Q. Dear Umbra,
A lot of the body care products we use (or should be using) have natural ingredients and presumably few preservatives. Doesn’t this automatically give them a short shelf life before they become yummy petri dishes for bacteria and fungi? I can make, for example, a bottle of shampoo last for months. I cannot bear to toss them or pour ’em down the sink, so try to use ’em up. What does it all mean?
A. Dearest Erin,
What a provocative question. What does it all mean? To even begin to answer it, I’ll have to gather my notes on society’s unrealistic beauty standards, self-image as it relates to physical appearance, feminism’s take on lipstick, and why on Earth we invented that medieval torture device known as an eyelash curler. Really, entire books have only scratched the surface of this issue … oh, hold on. Re-reading your question, I see you’re actually asking about the meaning of preservatives in beauty products. Now that we can discuss without my preparing a thesis first.
As you imply, Erin, most beauty products contain some kind of preservative. There’s a good reason for that, which you also note: Without one, our lotions, shampoos, and other various goops would indeed start growing bacteria, fungi, yeast, or mold in short order, which could cause unpleasant infections when we slather them on our skin and near our mucus membranes. (Pinkeye is so not in this season.) This is true even of organic or “natural” beauty products: Without any preserving agent at all, we would need to keep our cosmetics in the fridge and use them within a few days.
So, “Three cheers for preservatives”? Not exactly. Most conventional beauty products solve the spoilage problem with synthetic antimicrobial substances, namely, parabens. About 85 percent of cosmetics contain parabens because they’re cheap and effective in small amounts. But alert readers may recall that we’ve had sharp words for parabens in the past: They’re suspected endocrine disruptors that can linger in our tissues, and it’s not clear just what kinds of damage they might do long term. The FDA asserts that parabens are OK in the tiny doses contained in beauty products, but critics point out that the average person uses multiple products every day, increasing our cumulative exposure. My two cents: If you’re part of the better-safe-than-sorry crowd, these chemicals are a smart skip. Luckily, they’re easy to identify: Read ingredient labels and say no to anything that ends with –paraben.

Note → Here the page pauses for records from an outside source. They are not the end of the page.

Issue #2785, opened 2020-06-19
remove "default hypervisor" message from build


egernst:
AFAIU, there really isn't a notion of "default" VMM for Kata. Let's update the build summary to remove this:

```
• hypervisors:
	Default: qemu
	Known: acrn cloud-hypervisor firecracker qemu qemu-virtiofs
	Available for this architecture: acrn cloud-hypervisor firecracker qemu qemu-virtiofs
```

We should be able to remove the `Default` line, and keep the remaining.

bporter816:
Hi! @tommyrousey, @maomarcus, and @yasv123 and I are students at UT Austin, and we're looking to make some open source contributions over the course of the rest of the year as a part of our virtualization class. Could we be assigned to this issue?

bporter816:
@egernst  
@jodh-intel @ariel-adam @fidencio We will be completing this issue soon and were wondering if there are any functional changes that need to happen outside of removing references to DEFAULT_HYPERVISOR from the Makefile.

egernst:
Hey there @bporter816! I don't think there are any functional changes required; just cleanup/removal for this one.

egernst:
And, sorry for not responding in September! Thanks for the help!

egernst:
If you're interested, we can see if there are more interesting issues within the code base for you :)

bporter816:
@egernst Yes, that would be great! We would love to pick up another issue. Please let us know if you're aware a good one we could scope out that would take about a week to complete.

egernst:
> @egernst Yes, that would be great! We would love to pick up another issue. Please let us know if you're aware a good one we could scope out that would take about a week to complete.

Yes - will do! TAL @ https://github.com/kata-containers/runtime/issues/3093

liubin:
@bporter816 Thanks, you can also filter issues by label `good-first-issue`.

PR #3092, opened 2020-12-02
build: Remove default hypervisor message from build

bporter816:
The default hypervisor variable will no longer be printed from
the Makefile.

Fixes: #2785

Signed-off-by: Benjamin Porter <bporter816@gmail.com>

### DIFF
--- a/Makefile
+++ b/Makefile
@@ -767,7 +767,6 @@ else
 endif
 	@printf "\n"
 	@printf "• hypervisors:\n"
-	@printf "\tDefault: $(DEFAULT_HYPERVISOR)\n"
 	@printf "\tKnown: $(sort $(HYPERVISORS))\n"
 	@printf "\tAvailable for this architecture: $(sort $(KNOWN_HYPERVISORS))\n"
 	@printf "\n"


bporter816:
Could someone add the `no-backport-needed` and `no-forward-port-needed` labels?

Also wondering if just removing this printout is sufficient or if we should also remove all references to `DEFAULT_HYPERVISOR` in the Makefile completely.

devimc (approved):
thanks @bporter816 - lgtm

egernst:
Thanks @bporter816.

Looking at it a bit closer, I now understand what default really means in this case. Kata supports multiple VMMs, and ultimately the same runtime-binary does this by utilizing a VMM specific configuration file. Today this is done by things like `/etc/kata-containers/configuration-qemu.toml` and `/etc/kata-containers/configuration-clh.toml`.  The 'default' hypervisor (VMM) ends up creating `/etc/kata-containers/configuration.toml`, which is a symlink today to configuration-qemu.toml.

I think we'll still want this in place, since the runtime will default to looking @ configuration.toml if config isn't otherwise specified.

As a user, I end up specifying the configuration toml I will be using per runtimeclass anyway, so I never consider this 'default' one. @jodh-intel, @sameo  - you have thoughts on this? I think we need to keep this default configuration toml, and we can consider if we want to change the default value in the future from QEMU?

egernst (approved):

PR #3101, opened 2020-12-09
qemu: no state to save if QEMU isn't running

egernst:
On pod delete, we were looking to read files that we had just deleted. In particular,
stopSandbox for QEMU was called (we cleanup up vmpath), and then QEMU's
save function was called, which immediately checks for the PID file.

Let's only update the persist store for QEMU if QEMU is actually
running. This'll avoid Error messages being displayed when we are
stopping and deleting a sandbox:

```
level=error msg="Could not read qemu pid file"
```

I reviewed CLH, and it looks like it is already taking appropriate
action, so no changes needed.

Ideally we won't spend much time saving state to persist.json unless
there's an actual error during stop/delete/shutdown path, as the persist will
also be removed after the pod is removed. We may want to optimize this,
as currently we are doing a persist store when deleting each container
(after the sandbox is stopped, VM is killed), and when we stop the sandbox.
This'll require more rework... tracked in:
  https://github.com/kata-containers/kata-containers/issues/1181

Fixes: #1179

Signed-off-by: Eric Ernst <eric.g.ernst@gmail.com>

### DIFF
--- a/virtcontainers/qemu.go
+++ b/virtcontainers/qemu.go
@@ -2227,6 +2227,11 @@ func (q *qemu) toGrpc() ([]byte, error) {
 }
 
 func (q *qemu) save() (s persistapi.HypervisorState) {
+	// If QEMU isn't even running, there isn't any state to save
+	if q.stopped {
+		return
+	}
+
 	pids := q.getPids()
 	if len(pids) != 0 {
 		s.Pid = pids[0]


egernst:
Hmm:
```
1..1
not ok 1 Block Storage Support
# (in test file k8s-block-volume.bats, line 46)
#   `kubectl wait --for condition=ready "pod/${pod_name}"' failed
# INFO: k8s configured to use runtimeclass
# storageclass.storage.k8s.io/local-storage created
# persistentvolume/block-loop-pv created
# persistentvolumeclaim/block-loop-pvc created
# pod/pod-block-pv created
# error: timed out waiting for the condition on pods/pod-block-pv
# pod "pod-block-pv" deleted
# persistentvolumeclaim "block-loop-pvc" deleted
# persistentvolume "block-loop-pv" deleted
# storageclass.storage.k8s.io "local-storage" deleted
Failed at 82: bats "${K8S_TEST_ENTRY}"
```

jodh-intel:
The CentOS CI is failing with:

```
Warning: failed loading '/etc/yum.repos.d/CentOS-Base.repo', skipping.
Error: No matching repo to modify: PowerTools.
Failed at 46: sudo yum-config-manager --enable PowerTools
```

/cc @GabyCT

jodh-intel (approved):
lgtm - I guess this needs to be backported to the 1.x stable branches?

egernst:
I think it already landed in 1.12 @jodh-intel

jodh-intel:
> I think it already landed in 1.12 @jodh-intel

I doesn't appear to have:

- https://github.com/kata-containers/runtime/blob/stable-1.12/virtcontainers/qemu.go#L2203.

But it shouldn't have hit a stable release before hitting `master` anyway. :confused:

btw - your "Fixes #" number looks wrong (#1179 = "The virtcontainers network interface is not needed" and is already closed)

chavafg (approved):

You’ve probably noticed some greener beauty brands advertising that they’re paraben-free. That doesn’t mean preservative-free, though: Instead, these companies typically use another kind of synthetic preservative, often phenoxyethanol. We don’t know much about this chemical’s health effects, but it is restricted in Japan, which makes some people nervous about its safety.
This brings us back to the original problem: How can we keep our personal products bug-free without dousing ourselves in synthetic preservatives? Natural preservatives do exist, including the likes of turmeric, grapefruit seed extract, rosemary, neem oil, honey, and citric acid. But these don’t work as well as their human-made cousins, at least with today’s cosmetic chemistries: It takes a lot more of them to be effective, which can mess with the product’s texture or smell. Even when they are used successfully, they spoil faster than their synthetic brethren, so you’ll have to mind your product expiration dates. And even the most natural-leaning companies might still end up using a small amount of synthetic preservative to get the job done.
So what’s a body to do? If avoiding preservatives is important to you, this fact may cheer you up: Only water-based products (think shampoo, lotion, and cream) need preserving. Salves, powders, waxes, dry shampoos, and oil-based body butters naturally do not promote microbial growth, so companies can whip them up sans the stay-fresh sauce. Might some of those fit into your beauty regimen? You could also try making your own shampoo in small batches, or follow one of the Grist staff’s tried-and-true beauty secrets. (If you haven’t perused Grist’s special series on this topic, Pretty, Complicated, I encourage you to check it out.)
If you do find yourself shopping for product with a shelf life, look for paraben-free, natural-as-possible options, and buy only what you need to avoid waste. Finally — and this would do all of our bodies good — try to limit the number of different elixirs you apply to yourself on a given day. You’ll minimize your exposure to some of those questionable additives, save money, reduce packaging waste, and maybe even strike a blow for more realistic beauty norms. Which reminds me … have I shared my thoughts about lipstick yet?